A former comedian, Dr. Sparkle now works in the Emergency Room of a major American city. No, her name isn’t really Dr. Sparkle, but everything else you’re about to read is absolutely true.


One truly becomes accustomed to seeing gruesome things in most areas of medicine but especially in the Emergency Department, where people enter with knives sticking out of their heads and wrought-iron fences piercing their legs. If I stop to look around, I often feel like I’m walking backstage through the music video Thriller. I can usually refocus my senses on problem solving, and usually most things become less disgusting. Other things still do not.

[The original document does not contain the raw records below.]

PR #13219, opened 2019-05-09
bpo-36854: Move GC runtime state from _PyRuntimeState to PyInterpreterState.

ericsnowcurrently:
Note: as part of this PR, I've made sure that Python threads (created by the threading module) are marked as "deleted" earlier in finalization.  That marker is how joining threads get unblocked.  It was happening in `PyThreadState_Delete()` but now it will happen in `PyThreadState_Clear()`.  This is necessary to ensure that the callback gets called *before* much interpreter/runtime finalization happens.  (It could impact daemon threads, but we already can't guarantee behavior for those once finalization starts.) 

https://bugs.python.org/issue36854

### DIFF
--- a/Include/internal/pycore_object.h
+++ b/Include/internal/pycore_object.h
@@ -19,7 +19,7 @@ PyAPI_FUNC(int) _PyDict_CheckConsistency(PyObject *mp, int check_content);
  * NB: While the object is tracked by the collector, it must be safe to call the
  * ob_traverse method.
  *
- * Internal note: _PyRuntime.gc.generation0->_gc_prev doesn't have any bit flags
+ * Internal note: PyInterpreterState.gc.generation0->_gc_prev doesn't have any bit flags
  * because it's not object header.  So we don't use _PyGCHead_PREV() and
  * _PyGCHead_SET_PREV() for it to avoid unnecessary bitwise operations.
  *
@@ -38,11 +38,12 @@ static inline void _PyObject_GC_TRACK_impl(const char *filename, int lineno,
                           "object is in generation which is garbage collected",
                           filename, lineno, "_PyObject_GC_TRACK");
 
-    PyGC_Head *last = (PyGC_Head*)(_PyRuntime.gc.generation0->_gc_prev);
+    PyInterpreterState *interp = _PyInterpreterState_GET_UNSAFE();
+    PyGC_Head *last = (PyGC_Head*)(interp->gc.generation0->_gc_prev);
     _PyGCHead_SET_NEXT(last, gc);
     _PyGCHead_SET_PREV(gc, last);
-    _PyGCHead_SET_NEXT(gc, _PyRuntime.gc.generation0);
-    _PyRuntime.gc.generation0->_gc_prev = (uintptr_t)gc;
+    _PyGCHead_SET_NEXT(gc, interp->gc.generation0);
+    interp->gc.generation0->_gc_prev = (uintptr_t)gc;
 }
 
 #define _PyObject_GC_TRACK(op) \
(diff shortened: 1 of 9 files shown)


Python/pystate.c
```diff
@@ -782,6 +781,13 @@ PyThreadState_Clear(PyThreadState *tstate)
     Py_CLEAR(tstate->async_gen_finalizer);
 
     Py_CLEAR(tstate->context);
+
+    if (tstate->on_delete != NULL) {
+        // This will unblock any joining threads.
+        tstate->on_delete(tstate->on_delete_data);
+        tstate->on_delete = NULL;
+        tstate->on_delete_data = NULL;
```
vstinner, line 789: This change looks to be unrelated. If it's related, I would prefer to see it as a separated PR to prepare that one.

Same comment for other thread changes:

```
    // All threading module threads are marked as "done" later
    // in PyThreadState_Clear().
```

and

```
        // This will unblock any joining threads.
        // We also do this in PyThreadState_Clear(), but do it here to be sure.
```

Include/internal/pycore_object.h
```diff
@@ -38,11 +38,12 @@ static inline void _PyObject_GC_TRACK_impl(const char *filename, int lineno,
                           "object is in generation which is garbage collected",
                           filename, lineno, "_PyObject_GC_TRACK");
 
-    PyGC_Head *last = (PyGC_Head*)(_PyRuntime.gc.generation0->_gc_prev);
+    PyInterpreterState *interp = _PyInterpreterState_GET_UNSAFE();
```
vstinner, line 41: Would it be possible to use a "struct _gc_runtime_state *state" variable instead?

```
struct _gc_runtime_state *state = &_PyInterpreterState_GET_UNSAFE()->gc;
```

Modules/gcmodule.c
```diff
@@ -1257,7 +1257,8 @@ static PyObject *
 gc_enable_impl(PyObject *module)
 /*[clinic end generated code: output=45a427e9dce9155c input=81ac4940ca579707]*/
 {
-    _PyRuntime.gc.enabled = 1;
+    PyInterpreterState *interp = _PyInterpreterState_GET_UNSAFE();
```
vstinner, line 1260: Would it be possible to use a "struct _gc_runtime_state *state" variable instead?

```
struct _gc_runtime_state *state = &_PyInterpreterState_GET_UNSAFE()->gc;
```

If the line is too lone, maybe add a GET_STATE() macro which returns ``&_PyInterpreterState_GET_UNSAFE()->gc``.

Same comment for the whole file. I would prefer to avoid introducing "PyInterpreterState *interp = _PyInterpreterState_GET_UNSAFE(); " lines if it's only used to get the GC state.

Objects/object.c
```diff
@@ -2074,11 +2075,12 @@ _PyTrash_thread_deposit_object(PyObject *op)
 void
 _PyTrash_destroy_chain(void)
 {
-    while (_PyRuntime.gc.trash_delete_later) {
-        PyObject *op = _PyRuntime.gc.trash_delete_later;
+    PyInterpreterState *interp = _PyInterpreterState_GET_UNSAFE();
```
vstinner, line 2078: Again, a "state" variable would be more appropriate here.

Python/pylifecycle.c
```diff
@@ -511,6 +511,8 @@ pycore_create_interpreter(_PyRuntimeState *runtime,
     }
     *interp_p = interp;
 
+    _PyGC_Initialize(&interp->gc);
```
vstinner, line 514: Hum, maybe _PyGC_Initialize() should take interp argument instead, to be consistent with other _PyGC functions.

vstinner (changes requested):
I like what I see: -) But I have some comments on the actual implementation.

csabella:
@ericsnowcurrently, were you wanting to land this for 3.8?

vstinner:
I wrote a different change, PR #17287, that I just merged. So I close this old PR. Thanks anyway Eric for working on this, my work is partially based on yours ;-)

ericsnowcurrently:
Thanks for doing it!!!

vstinner:
> Thanks for doing it!!!

You're welcome.

PR #1656, opened 2022-11-24
Improve quickcpplib

Arthapz:
Convert quickcpplib to XMake


packages/q/quickcpplib/xmake.lua
```diff
@@ -13,11 +13,12 @@ package("quickcpplib")
     end)
 
     on_test(function (package)
+        local cxxflags = is_toolchain("clang") and {"-fsized-deallocation"} or {}
```
waruqi: package:has_tool("cxx", "clang", "clangxx")

PR #1663, opened 2022-11-29
Change mentions of PucklaMotzer09 -> PucklaJ, due to change of username

PucklaJ:
I just changed my username to **PucklaJ**. And therefore I wanted to reflect that in xmake-repo. This also completely removes the mention of my name in the patch of `libsdl_gfx`


waruqi:
you need fix patch checksum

Working in a trauma center, I have become skilled at stifling the gag reflex. Certain smells regularly trigger nausea, like vomit for instance, and foul vagina and other various purulent effluvia. But even these I’ve been able to stifle the gag reflex and casually hide my disgust. One occasion, however, I was defeated. A young man came to the ER with complaint of “eye irritation.” He was a pleasant 20-something year old man with a cane who spoke like a white rapper and looked like the good guy in a movie who you find out later was the one who molested all of the children. He held one hand over his left eye, stating that it was very “itchy” and “didn’t feel right.” His right eye was normal in appearance and I asked him how long his current problem had been bothering him and he said “a minute,” which is ghetto-slang for “a long time.”


After gaining little other pertinent history about the eye, I asked him to please remove his left hand so that I could examine the eye. He said it hurt to open it, but he would try. He then proceeded to open his left eye and then did something I’ll never forget.
Like a scene out of Indiana Jones (I’m talkin’ Crystal Skull shit), he inserted his fingers around his open eye and pulled out his eyeball revealing an eye socket that oozed pus. Aghast, I had to quickly figure out how to both control the appearance of my shock and repress the words “What the fuck did you just do?!” from escaping my mouth. I must have looked somewhat startled as he said, “Oh, it was shot out a few years ago.”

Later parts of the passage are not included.